_Records contained in a dataset_:
Issue #4643, opened 2024-07-22
Determine which labels to exclude from Rekognition’s label set


AetherUnbound:
## Description

This will involve a manual process of looking through each of the [available labels for Rekognition](https://docs.aws.amazon.com/rekognition/latest/dg/samples/AmazonRekognitionLabels_v3.0.zip) and seeing if they match any of the criteria to be filtered. This process should be completed by two maintainers, and their list of exclusions discussed & combined. The excluded labels should then be saved in an accessible location, either on S3 or within the [sensitive terms repository](https://github.com/WordPress/openverse-sensitive-terms) as a new file. Consent & approval should be sought from two other maintainers on the accuracy of the exclusion list prior to publishing.

## Additional context

See [this section](https://docs.openverse.org/projects/proposals/rekognition_data/20240530-implementation_plan_augment_catalog_with_rekognition_tags.html#determine-excluded-labels) of the IP.

## Final exclusions

This is the list of exclusions we've determined, based on the discussion below.

<details> <summary> Exclusions </summary>

- Adult
- Alien
- Angry
- Arguing
- Baby
- Baby Crawling
- Baby Laughing
- Ballerina
- Beard
- Bishop
- Blonde
- Blue Hair
- Boy
- Bridal Veil
- Bride
- Bridegroom
- Bridesmaid
- Brown Hair
- Buddha
- Building Flooding
- Bun (Hairstyle)
- Car Back - Damaged
- Car Dent
- Car Front - Damaged
- Car Mirror - Broken
- Car Scratch
- Car Window - Broken
- Child
- Childbirth
- Corrosion
- Crucifix
- Crying
- Curly Hair
- Family
- Female
- Fireman
- Frown
- Girl
- Green Hair
- Happy
- Hippie
- Hoe
- Home Damage
- Lady
- Laughing
- Male
- Man
- Mohawk Hairstyle
- Mold
- Mold Damage
- Mustache
- Newborn
- Pain
- Pink Hair
- Pope
- Prayer
- Prayer Beads
- Priest
- Red Hair
- Romantic
- Roof Damage
- Rust
- Sad
- Senior Citizen
- Shouting
- Shrine
- Smile
- Surprised
- Teen
- Temple
- Termite Damage
- Tribe
- Triumphant
- Window - Broken
- Woman
- Yawning

</details>

## Corrections

For various reasons (removing gender, capitalization correction, etc.) we plan on mapping the following terms to the corrected values.

<details> <summary>Corrections</summary>

[...]

PR #4784, opened 2024-08-19
Add specifics of Rekognition tag filtering to implementation plan

AetherUnbound:
## Description

This was prompted by a discussion in #4643.

This PR adds some clarity around the Rekognition tag filtering step, including adding an explicit step to implement the filtering using an inclusion-based list after the tags are inserted. See the discussion linked above for rationale, and the text changed for what's described.

## Checklist

[best_practices]:

<details>

```
Version 1.1

1 Letterman Drive
Suite D4700
San Francisco, CA, 94129

    indicated in the file; or

    in the file; or

    it.

```

</details>

### DIFF
--- a/documentation/projects/proposals/rekognition_data/20240530-implementation_plan_augment_catalog_with_rekognition_tags.md
+++ b/documentation/projects/proposals/rekognition_data/20240530-implementation_plan_augment_catalog_with_rekognition_tags.md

_WORK INSTRUCTIONS_: Filter the records above and copy every line that contains the word "file".

_TASK RESPONSE_:
This will involve a manual process of looking through each of the [available labels for Rekognition](https://docs.aws.amazon.com/rekognition/latest/dg/samples/AmazonRekognitionLabels_v3.0.zip) and seeing if they match any of the criteria to be filtered. This process should be completed by two maintainers, and their list of exclusions discussed & combined. The excluded labels should then be saved in an accessible location, either on S3 or within the [sensitive terms repository](https://github.com/WordPress/openverse-sensitive-terms) as a new file. Consent & approval should be sought from two other maintainers on the accuracy of the exclusion list prior to publishing.
    indicated in the file; or
    in the file; or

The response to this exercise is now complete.